(Saved data entries)
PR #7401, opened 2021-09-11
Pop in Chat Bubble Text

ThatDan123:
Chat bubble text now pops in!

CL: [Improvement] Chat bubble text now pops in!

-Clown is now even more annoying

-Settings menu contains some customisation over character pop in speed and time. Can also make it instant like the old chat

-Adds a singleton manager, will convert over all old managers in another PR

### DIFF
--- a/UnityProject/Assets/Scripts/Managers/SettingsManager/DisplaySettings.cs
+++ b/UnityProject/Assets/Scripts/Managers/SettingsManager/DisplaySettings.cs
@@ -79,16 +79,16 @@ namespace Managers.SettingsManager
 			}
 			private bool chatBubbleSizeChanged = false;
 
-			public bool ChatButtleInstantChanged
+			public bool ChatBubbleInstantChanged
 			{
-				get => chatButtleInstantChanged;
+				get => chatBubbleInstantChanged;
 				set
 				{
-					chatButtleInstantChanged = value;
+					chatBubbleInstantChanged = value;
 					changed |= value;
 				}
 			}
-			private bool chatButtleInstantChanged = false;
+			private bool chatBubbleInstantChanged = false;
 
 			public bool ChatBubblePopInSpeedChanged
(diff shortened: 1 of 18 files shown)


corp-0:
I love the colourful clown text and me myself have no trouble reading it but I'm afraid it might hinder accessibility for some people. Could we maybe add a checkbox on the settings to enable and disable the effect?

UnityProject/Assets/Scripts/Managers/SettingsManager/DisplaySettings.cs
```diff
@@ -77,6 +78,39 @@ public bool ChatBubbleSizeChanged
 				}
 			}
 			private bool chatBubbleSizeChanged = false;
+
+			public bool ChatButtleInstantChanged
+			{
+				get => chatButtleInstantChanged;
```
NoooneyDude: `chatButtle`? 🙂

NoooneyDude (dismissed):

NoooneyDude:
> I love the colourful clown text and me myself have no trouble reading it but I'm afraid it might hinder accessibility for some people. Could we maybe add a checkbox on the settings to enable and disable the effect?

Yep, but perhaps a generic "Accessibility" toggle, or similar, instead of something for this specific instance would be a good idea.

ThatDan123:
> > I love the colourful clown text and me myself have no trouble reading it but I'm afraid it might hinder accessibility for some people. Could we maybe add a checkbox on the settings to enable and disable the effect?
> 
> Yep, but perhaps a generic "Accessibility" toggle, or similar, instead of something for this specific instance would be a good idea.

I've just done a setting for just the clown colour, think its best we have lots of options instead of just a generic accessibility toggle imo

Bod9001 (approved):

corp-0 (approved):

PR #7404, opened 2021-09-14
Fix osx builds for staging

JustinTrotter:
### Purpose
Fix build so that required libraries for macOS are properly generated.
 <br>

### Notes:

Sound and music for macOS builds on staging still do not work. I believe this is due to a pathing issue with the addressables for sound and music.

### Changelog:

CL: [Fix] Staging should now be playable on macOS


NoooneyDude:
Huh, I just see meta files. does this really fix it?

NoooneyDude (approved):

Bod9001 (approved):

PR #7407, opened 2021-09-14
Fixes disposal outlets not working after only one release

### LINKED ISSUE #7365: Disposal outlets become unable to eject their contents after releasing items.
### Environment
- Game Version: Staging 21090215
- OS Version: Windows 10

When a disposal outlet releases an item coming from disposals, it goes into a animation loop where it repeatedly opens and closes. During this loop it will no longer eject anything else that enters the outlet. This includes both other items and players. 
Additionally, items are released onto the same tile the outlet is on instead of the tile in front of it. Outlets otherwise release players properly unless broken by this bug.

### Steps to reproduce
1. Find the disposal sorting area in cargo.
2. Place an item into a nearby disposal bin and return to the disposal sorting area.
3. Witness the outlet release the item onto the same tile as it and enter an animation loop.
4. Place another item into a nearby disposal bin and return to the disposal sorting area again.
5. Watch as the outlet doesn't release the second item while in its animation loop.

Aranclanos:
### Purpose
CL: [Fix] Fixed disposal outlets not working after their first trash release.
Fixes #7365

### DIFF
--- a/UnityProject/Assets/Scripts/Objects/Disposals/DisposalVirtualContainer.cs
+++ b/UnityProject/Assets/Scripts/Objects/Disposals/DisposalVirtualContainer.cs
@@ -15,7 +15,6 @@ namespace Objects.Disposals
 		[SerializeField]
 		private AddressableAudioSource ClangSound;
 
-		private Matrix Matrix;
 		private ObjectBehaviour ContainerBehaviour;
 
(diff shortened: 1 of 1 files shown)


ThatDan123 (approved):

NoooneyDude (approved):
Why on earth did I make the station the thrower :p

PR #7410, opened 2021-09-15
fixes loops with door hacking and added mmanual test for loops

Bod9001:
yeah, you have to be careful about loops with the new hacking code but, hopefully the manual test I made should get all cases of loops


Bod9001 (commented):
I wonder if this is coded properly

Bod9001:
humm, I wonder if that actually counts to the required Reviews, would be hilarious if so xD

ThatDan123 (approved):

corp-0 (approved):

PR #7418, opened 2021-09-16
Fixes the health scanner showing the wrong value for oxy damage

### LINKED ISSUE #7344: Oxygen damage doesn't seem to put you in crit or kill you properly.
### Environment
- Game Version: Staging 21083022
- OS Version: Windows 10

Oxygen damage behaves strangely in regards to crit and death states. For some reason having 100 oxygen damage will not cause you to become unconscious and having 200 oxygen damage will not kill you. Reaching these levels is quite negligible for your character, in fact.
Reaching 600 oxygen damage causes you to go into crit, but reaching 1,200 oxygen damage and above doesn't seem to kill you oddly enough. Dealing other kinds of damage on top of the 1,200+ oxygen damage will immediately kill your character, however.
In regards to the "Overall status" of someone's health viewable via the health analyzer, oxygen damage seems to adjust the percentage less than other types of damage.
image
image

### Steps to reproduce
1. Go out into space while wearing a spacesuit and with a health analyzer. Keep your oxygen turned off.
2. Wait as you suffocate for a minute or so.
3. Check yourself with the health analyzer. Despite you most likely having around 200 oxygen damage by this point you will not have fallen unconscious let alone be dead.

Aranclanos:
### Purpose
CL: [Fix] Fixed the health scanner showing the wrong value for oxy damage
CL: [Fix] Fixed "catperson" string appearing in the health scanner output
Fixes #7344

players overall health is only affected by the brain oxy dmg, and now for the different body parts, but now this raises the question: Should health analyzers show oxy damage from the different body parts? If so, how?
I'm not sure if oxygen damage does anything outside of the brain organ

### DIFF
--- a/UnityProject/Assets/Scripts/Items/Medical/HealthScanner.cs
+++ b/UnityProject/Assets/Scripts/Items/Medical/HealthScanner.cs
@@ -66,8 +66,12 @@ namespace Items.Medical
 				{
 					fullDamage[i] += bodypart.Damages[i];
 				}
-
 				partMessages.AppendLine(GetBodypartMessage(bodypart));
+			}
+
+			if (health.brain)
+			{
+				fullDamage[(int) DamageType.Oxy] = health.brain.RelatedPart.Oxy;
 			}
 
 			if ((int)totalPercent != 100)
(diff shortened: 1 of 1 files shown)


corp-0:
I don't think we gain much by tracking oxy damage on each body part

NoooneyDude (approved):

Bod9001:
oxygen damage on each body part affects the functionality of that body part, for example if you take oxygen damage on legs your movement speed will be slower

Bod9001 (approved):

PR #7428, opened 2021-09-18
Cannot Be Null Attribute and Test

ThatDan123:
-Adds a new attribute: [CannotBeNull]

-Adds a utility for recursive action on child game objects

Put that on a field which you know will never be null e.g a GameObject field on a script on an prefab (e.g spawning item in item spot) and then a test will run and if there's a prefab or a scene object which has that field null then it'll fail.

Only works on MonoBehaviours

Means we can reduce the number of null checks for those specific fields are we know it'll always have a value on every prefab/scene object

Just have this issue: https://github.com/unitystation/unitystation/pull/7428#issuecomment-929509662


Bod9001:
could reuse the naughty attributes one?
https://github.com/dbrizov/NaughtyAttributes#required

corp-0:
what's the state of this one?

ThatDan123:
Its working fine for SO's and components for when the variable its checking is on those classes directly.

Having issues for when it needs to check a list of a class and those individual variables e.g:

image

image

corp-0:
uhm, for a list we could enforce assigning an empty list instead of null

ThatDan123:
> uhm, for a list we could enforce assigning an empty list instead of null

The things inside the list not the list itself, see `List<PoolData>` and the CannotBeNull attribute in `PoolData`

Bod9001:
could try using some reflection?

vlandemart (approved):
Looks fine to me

» **Directions**
Copy all lines from the entries that contain the word "Scripts".

» **Worked solution**
--- a/UnityProject/Assets/Scripts/Managers/SettingsManager/DisplaySettings.cs
+++ b/UnityProject/Assets/Scripts/Managers/SettingsManager/DisplaySettings.cs
UnityProject/Assets/Scripts/Managers/SettingsManager/DisplaySettings.cs
--- a/UnityProject/Assets/Scripts/Objects/Disposals/DisposalVirtualContainer.cs
+++ b/UnityProject/Assets/Scripts/Objects/Disposals/DisposalVirtualContainer.cs
--- a/UnityProject/Assets/Scripts/Items/Medical/HealthScanner.cs
+++ b/UnityProject/Assets/Scripts/Items/Medical/HealthScanner.cs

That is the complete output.